3. Percentage of adults supported at home who agree that they had a say in how their help, care or support was provided.
4. Percentage of adults supported at home who agree that their health and care services seemed to be well co-ordinated.
5. Percentage of adults receiving any care or support who rate it as excellent or good
6. Percentage of people with positive experience of care at their GP practice.
7. Percentage of adults supported at home who agree that their services and support had an impact in improving or maintaining their quality of life.
8. Percentage of carers who feel supported to continue in their caring role.
9. Percentage of adults supported at home who agree they felt safe.
10. Percentage of staff who say they would recommend their workplace as a good place to work.*
Indicators derived from organisational/system data primarily collected for other reasons. These indicators will be available annually or more often.
11. Premature mortality rate.
12. Rate of emergency admissions for adults.*
13. Rate of emergency bed days for adults.*
14. Readmissions to hospital within 28 days of discharge.*
15. Proportion of last 6 months of life spent at home or in community setting.

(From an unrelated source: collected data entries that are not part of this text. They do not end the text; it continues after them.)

PR #88, opened 2026-04-15
fix: set password state before invalidating queries in member creation

baixiaohang:
## Summary

- Swap order of `setCreatedPassword` and `invalidateQueries` in member creation `onSuccess` callback
- Ensures password dialog renders before the member list refetch triggers a re-render

One-line fix in `packages/web/src/pages/members.tsx`.


baixiaohang:
False positive — the issue was browser cache, not code. Closing.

16. Falls rate per 1,000 population in over 65s.*
17. Proportion of care and care at home services rated ‘good’ (4) or better in Care Inspectorate Inspections.
18. Percentage of adults with intensive needs receiving care at home.
19. Number of days people spend in hospital when they are ready to be discharged.
20. Percentage of total health and care spend on hospital stays where the patient was admitted in an emergency.
21. Percentage of people admitted from home to hospital during the year, who are discharged to a care home.*
22. Percentage of people who are discharged from hospital within 72 hours of being ready.*
23. Expenditure on end of life care.*
* Indicator under development
The indicators are designed to allow comparison between areas and to look at improvement over time – some relatively long term. It has been agreed that these indicators will not be subject to targets, although local areas may wish to set improvement aims where appropriate.
The core suite of indicators should, of course, be considered within the wider context of health and social care measurement. While they will provide an indication of progress towards the outcomes that can be compared across partnerships and described at a Scotland level, they will not provide the full picture. Local partnerships will need to collect and understand a wide range of data and feedback that helps understand the system at locality level, and manage and improve services.
It would be expected that Integration Authorities can demonstrate that they are using appropriate information in order to continuously improve services - working towards the National Health and Wellbeing Outcomes, as well as wider Community Planning Partnership outcomes and relevant National Outcomes.